Magmatism in the Gregory Rift, East Africa: Evidence for Melt Generation by a Plume

The volume and composition of volcanic rocks associated with the Gregory rift are interpreted in the light of inversions performed on the REE concentrations of the most magnesian basalts. When the estimated volume of salic rock (˜88 000 km3) is converted into basalt (˜792 000 km3) the total volume of basaltic melt generated over the last 30 My is at least 924 000 km3, corresponding to an average rate of melt production of ˜0⋅03 km3/yr and an average melt thickness of between 7 and 26 km everywhere beneath the rift. The mean compositions of the basaltic magmas erupted within the rift and on the rift flanks during the Upper Oligocene and Miocene, the Pliocene, and the Quaternary are taken to be representative of the average compositions of melts produced by fractional melting in the asthenospheric mantle. When the REE concentrations of the observed average compositions are inverted they suggest that much of the melt was produced in the depth and temperature range of the transition from garnet to spinel peridotite. For a mantle potential temperature of ˜1500°C the top of the melting region predicted from the inversions is at ˜70 km beneath the rift axis and ˜80 km beneath the rift flanks.
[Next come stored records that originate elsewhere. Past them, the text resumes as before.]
PR #434095, opened 2026-09-13
Remove version: Lanreal.Whisperstream version 1.0.0

farazs:
## Summary
- Remove the `Lanreal.Whisperstream` version `1.0.0` manifests.
- Whisperstream is being sunset by its publisher and should no longer be available through WinGet.

## Validation
- Confirmed this change only deletes the three manifest files under `manifests/l/Lanreal/Whisperstream/1.0.0`.
 ###### Microsoft Reviewers: [Open in CodeFlow](https://microsoft.github.io/open-pr/?codeflow=https://github.com/microsoft/winget-pkgs/pull/434095)


stephengillie:
Hi @,

farazs:
We are sunsetting the app and so would like to remove it from here

farazs:
actually we have decided to open source the app instead!

PR #434711, opened 2026-09-14
New package: DeskStitch.DeskStitch version 0.7.7

jonseoane:
### New package: `DeskStitch.DeskStitch` version `0.7.7`

DeskStitch is a software KVM for two Windows PCs: one keyboard and mouse drive both, and the cursor crosses between their screens. It places monitors by their physical size in millimetres rather than by pixels, so a 4K panel next to a 1440p panel of the same size lines up exactly.

- Homepage: https://deskstitch.com
- Release: https://github.com/jonseoane/deskstitch-releases/releases/tag/v0.7.7
- Publisher: Seoane Montero Consulting

#### Checklist

- [x] `winget validate --manifest` passes (client v1.29.290): *Manifest validation succeeded.*
- [x] Manifests also validate against the published 1.6.0 `version`, `installer` and `defaultLocale` JSON schemas.
- [x] Installer URLs resolve, and both `InstallerSha256` values were verified by downloading the installers and hashing them rather than copying from a build log.
- [x] Both installers are Authenticode signed: Azure Trusted Signing, subject `Seoane Montero Consulting`, issuer `Microsoft ID Verified CS AOC CA 04`, RFC 3161 timestamped.
- [x] `ProductCode` matches the Inno Setup `AppId` with the `_is1` suffix.
- [x] This is the publisher's own package, in use on Windows 11.

Happy to make any change the validation pipeline or a reviewer asks for.


jonseoane:

PR #435795, opened 2026-09-16
New version: Snowflake.CortexCode version 1.21.5

powerstacks-wingetbot:
###### Microsoft Reviewers: [Open in CodeFlow](https://microsoft.github.io/open-pr/?codeflow=https://github.com/microsoft/winget-pkgs/pull/435795)


pjm-powerstacks:
This looks like a false positive. Both installers are served from sfc-repo.snowflakecomputing.com, Snowflake's own distribution host, on the same path as the published 1.21.3 manifest with only the version number changed.

Could you confirm which installer and which detection triggered this? I will submit it to the Microsoft Defender team for analysis and follow up here.

stephengillie (approved):

PR #436258, opened 2026-09-16
New package: chamal-code.pathdoc version 0.1.1

chamal-code:
New package: `chamal-code.pathdoc` version 0.1.1

Submitted by the package author.

### What it is

A read-only auditor for the Windows `PATH`. It reads the stored value from `HKLM` and
`HKCU`, composes it the way Windows resolves it (machine entries before user entries),
and reports dead directories, duplicates, stray separators, which copy of each
executable wins, and which names a shell intercepts before `PATH` is searched at all.

It never writes: no `PATH` edits, no registry writes, no fix mode.

Repository: https://github.com/chamal-code/pathdoc
Release: https://github.com/chamal-code/pathdoc/releases/tag/v0.1.1

### Manifest notes

- Portable package. `InstallerType: zip` with `NestedInstallerType: portable`, because
  the release archive places the executable inside a version-named top-level directory.
  `PortableCommandAlias` is `pathdoc`.
- Dual licensed, `MIT OR Apache-2.0`. Both licence texts are included inside the
  distributed archive alongside the executable.
- `InstallerSha256` was taken from the `SHA256SUMS.txt` published with the release, then
  confirmed against the downloaded artifact rather than computed locally.
- `ReleaseDate` is the UTC date from the release's `published_at`.
- Schema 1.12.0, authored by hand.

### Validation performed

- `winget validate --manifest` succeeds.
- `RelativeFilePath` checked against the actual entries of the published archive.
- Every URL in the manifests returns 200. The README anchor was verified by fetching the
  file at the tag and confirming the heading exists, since a HEAD request cannot see an
  anchor.
- The binary inside the pinned archive was extracted and run: it reports `pathdoc 0.1.1`
  and audits correctly.

### Note for reviewers

`pathdoc` exits **1** when it finds actionable entries, which is the normal result on a
machine nobody has tidied, and **2** only on a fatal error. Exit 1 is a successful run
that had something to report, not a failure. Installation is unaffected either way,
since a portable package is extracted rather than executed.

 ###### Microsoft Reviewers: [Open in CodeFlow](https://microsoft.github.io/open-pr/?codeflow=https://github.com/microsoft/winget-pkgs/pull/436258)


chamal-code:

PR #436665, opened 2026-09-17
New package: Mr-hunt-007.portlist version 1.2

Mr-hunt-007:
### New package: `Mr-hunt-007.portlist` version 1.2

- **Package**: portlist — every port on this machine, and where it came from
- **Homepage**: https://mr-hunt-007.github.io/portlist/
- **Repository**: https://github.com/Mr-hunt-007/portlist
- **License**: MIT
- **Installer**: the source plus a `portlist.cmd` shim, published as a zip on the GitHub release for `v1.2`

#### Checklist

- [x] Does your manifest match the publisher's release? Yes — the installer URL points at the project's own GitHub release, and `InstallerSha256` was taken from the asset GitHub serves.
- [x] This PR is authored by the package's own maintainer.
- [ ] `winget validate` / `winget install` — see the note below.

#### On validation

This was prepared on macOS, so `winget validate` and `winget install` could not be run. In their place:

- All three manifests validate cleanly against Microsoft's published `1.6.0` JSON schemas (`installer`, `defaultLocale`, `version`).
- `InstallerSha256` (`b0e55441…`) was verified by downloading the release asset from GitHub and hashing it, not by trusting a local build.
- `NestedInstallerFiles.RelativeFilePath` (`portlist-1.2\portlist.cmd`) was checked against `unzip -l` of that downloaded asset, which contains `portlist-1.2/portlist.cmd`.

If CI or a reviewer finds anything the schemas do not cover, I will fix it promptly.

#### Note on the Python dependency

CPython on Windows ships without `curses`, and portlist is a curses program. The manifest declares `Python.Python.3.12` as a package dependency, and the description states that the `windows-curses` wheel is also needed, with `pipx install portlist-tui` given as the simpler route that handles both.

 ###### Microsoft Reviewers: [Open in CodeFlow](https://microsoft.github.io/open-pr/?codeflow=https://github.com/microsoft/winget-pkgs/pull/436665)


Mr-hunt-007:

Mr-hunt-007:
Closing this — the blocker is in the package, not the manifest.

```
[Error] InvalidPortableFiletype: The file type of the referenced file is not allowed. (RelativeFilePath)
```

`s_AllowedPortableFiletypes` in `ManifestValidation.cpp` is a one-element array containing `.exe`, and what this project ships for Windows is the source plus a `portlist.cmd` shim — CPython on Windows has no `curses`, and this is a curses program, so the package needs Python on PATH regardless. A `.cmd` is not an `.exe`, so no revision of these manifests can pass.

Shipping a compiled launcher would fix it, but it would still require Python on PATH, so it would buy the listing and nothing else. Not a trade worth making here.

No action needed from a reviewer. Thanks for the fast, specific validation output — `InvalidPortableFiletype` named the exact rule, which made this quick to diagnose and easy to accept.

PR #437613, opened 2026-09-19
New version: SkyLLC.UFFS version 0.6.41

githubrobbi:
###### Microsoft Reviewers: [Open in CodeFlow](https://microsoft.github.io/open-pr/?codeflow=https://github.com/microsoft/winget-pkgs/pull/437613)


githubrobbi:
Fixed in the latest commit — apologies for the noise.

Two problems in the submitted \`NestedInstallerFiles\`:

1. \`uffs-windows-x64/uffs-tui.exe\` was declared but is **not** in \`uffs-windows-x64.zip\` for this release. Our release workflow bundles that binary from a separate repository, whose published asset was renamed; our download silently missed it, and the bundling step is intentionally non-fatal, so the archive shipped without it.
2. As a consequence the alias \`uffs-tui\` was also declared a second time, against \`uffs-mft.exe\` — a duplicate path and a duplicate \`PortableCommandAlias\`.

Both entries are removed. The remaining six entries now match the archive exactly:

\`uffs.exe\`, \`uffsd.exe\`, \`uffsmcp.exe\`, \`uffs-mft.exe\`, \`uffs-broker.exe\`, \`uffs-update.exe\`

Within the rift zone the predicted thickness of melt increases from the Upper Oligocene and Miocene to the Pliocene and is always greater than that predicted for the rift flanks, and the timeaveraged thickness of melt predicted is 0/5 km. To generate the observed volume of melt the asthenospheric mantle must continually upwell through the melting region (extending from 70 to 150 km) with a vertical velocity of between 40 and 140 mm/yr. The results suggest that, volumetrically and compositionally, magmatic activity associated with the Gregory rift is quantitatively consistent with a model of a mantle plume upwelling beneath thinned continental lithosphere. Predictions made by such a model are in broad agreement with geophysical observations.